§ **Work to be completed**
The answer should consist of all the entries, repeated word for word.
BEGIN Data supplied
PR #50, opened 2020-11-23
Add IPRangeSet.ContainsFunc

bradfitz:
cc @josharian too

### DIFF
--- a/netaddr.go
+++ b/netaddr.go
@@ -1290,3 +1290,28 @@ func (s *IPRangeSet) Prefixes() []IPPrefix {
 	}
 	return out
 }
+
+// ContainsFunc returns a func that reports whether an IP is in s.
+// The returned func opertes on a copy of s, so s may be mutated
+// later.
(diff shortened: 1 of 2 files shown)


crawshaw (approved):

netaddr.go
```diff
@@ -1290,3 +1290,28 @@ func (s *IPRangeSet) Prefixes() []IPPrefix {
 	}
 	return out
 }
+
+// ContainsFunc returns a func that reports whether an IP is in s.
+// The returned func opertes on a copy of s, so s may be mutated
```
mdlayher, line 1295: *operates

And why make a copy? For fine-grained allocation control, shouldn't it be up to the caller to decide whether or not to make a copy?

bradfitz: Fixed typo, thanks!

The idea is that the `Add*` and `Remove*` methods can be cheap and we only need to compile it into a optimized machine once at the end.

So the point isn't so much the copy, but that the machine is already saved so mutations to s won't affect it.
END Data supplied
§ **Final answer**
PR #50, opened 2020-11-23
Add IPRangeSet.ContainsFunc

bradfitz:
cc @josharian too

### DIFF
--- a/netaddr.go
+++ b/netaddr.go
@@ -1290,3 +1290,28 @@ func (s *IPRangeSet) Prefixes() []IPPrefix {
 	}
 	return out
 }
+
+// ContainsFunc returns a func that reports whether an IP is in s.
+// The returned func opertes on a copy of s, so s may be mutated
+// later.
(diff shortened: 1 of 2 files shown)


crawshaw (approved):

netaddr.go
```diff
@@ -1290,3 +1290,28 @@ func (s *IPRangeSet) Prefixes() []IPPrefix {
 	}
 	return out
 }
+
+// ContainsFunc returns a func that reports whether an IP is in s.
+// The returned func opertes on a copy of s, so s may be mutated
```
mdlayher, line 1295: *operates

And why make a copy? For fine-grained allocation control, shouldn't it be up to the caller to decide whether or not to make a copy?

bradfitz: Fixed typo, thanks!

The idea is that the `Add*` and `Remove*` methods can be cheap and we only need to compile it into a optimized machine once at the end.

So the point isn't so much the copy, but that the machine is already saved so mutations to s won't affect it.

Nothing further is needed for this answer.